Denis NIDOS

"Légumes à la métaphore"


© Denis NIDOS 2000 - Tous droits réservés
 

Du 29 juillet au 13 août 2000
Salle Municipale de Mortemart (Haute-Vienne)

Ouvert tous les jours de 15 h à 18 h 30
Entrée libre


 

La table de Denis NIDOS

Des légumes ? Et pourquoi pas des fleurs ? Des femmes ? Pourquoi pas ne pas saisir le Périgord si riche, si beau, si tendre au point de devenir un recueil de cartes postales ?
Denis Nidos aime surprendre. Se surprendre et nous surprendre. Il aime la vie en marge et au centre. En noir et blanc aussi. Alors, saisir des légumes, leur donner une place émotionnelle dans le panthéon de la vie, c'est rendre un hommage à ces précieux légumes qui ne sont plus des Sans Domicile Fixe de l'image et deviennent au fil des clichés ce que Roland Barthes décrivait en ces quelques mots : « se mettre à table est affaire de langage.» Et Denis Nidos nous ouvre une table inédite, exceptionnelle, joyeuse, interpellative, captivante, étrange. Tout
simplement sa table, en forme de photographies noir et blanc sur l'Art de la vie de nos plantes potagères est magistrale. Au sens étymologique il s'entend. Brillat-Savarin, le célèbre gastronome, qui fit une éloge du règne végétal dans certains de ses écrits aurait été enchanté par ces visions photographiques. Un végétal que la symbolique retient comme l'unité
fondamentale de la vie. De nombreux textes montrent le passage du végétal à l'animal, à l'humain et au divin.

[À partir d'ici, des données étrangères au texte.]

PR #890, opened 2023-03-18
add net35 fix

peaceshi:


peaceshi:
@microsoft-github-policy-service agree

AArnott:
This could work. Thank you for offering the code change. Looking more closely at this, it appears the break is because overloads aren't created that net35 is fully compatible with, and it's not yet clear to me why these overloads aren't being created. If we can fix that, we won't need to duplicate the definition of this method by hand.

Inversement aussi. Fulbert-Dumonteil, autre prestigieux critique gastronomique, disciple de Brillat-Savarin, dans un de ses ouvrages n'écrit-il point ; «Faisant l'autre soir un tour de jardin, j'entendis tout à coup des voix singulières qui s'élevaient des plates-bandes. C'était des légumes qui causaient. Assez surpris, ma fois, j'écoutais leurs confidences intimes.» La nourriture désirée par Denis Nidos, plaisir de l'image, désir d'une
communion profonde avec ce monde mystérieux d'où nous sommes issus, devient une mise en scène en forme de cérémonie ethnographique. Une ethnographie des sens, qui transcende la poésie de nos jardins, marchés et tables, pour inviter à la poésie de la vie. Serions-nous des légumes ? Ou ceux-ci seraient-ils humains ? J'entends Raymond Devos revisant son fameux sketch du chien qui parle et de l'homme qui finit par ... aboyer. Le pire, c'est que la table de Denis Nidos devient cruelle au point de donner la vie à nos petits cucurbitacés et de prolonger la réflexion d'un végétarien tel que Albert Einstein qui disait : «le jour viendra où les hommes proscriront le meurtre des animaux comme ils proscrivent le meurtre de leur semblable.» Jean-François Revel, le philosophe, souligne que «l'histoire de la gastronomie est une lutte perpétuelle entre la tradition et l'invention.» Nul doute que nos grands chefs de ce temps retrouvent dans le talent de Denis Nidos, dans son regard, sa technique, son art, une confirmation de son propos. On ne sait plus si la gastronomie rejoint la photographie. L'inverse aussi. On voit bien que Denis Nidos aime surprendre. Se surprendre et nous surprendre.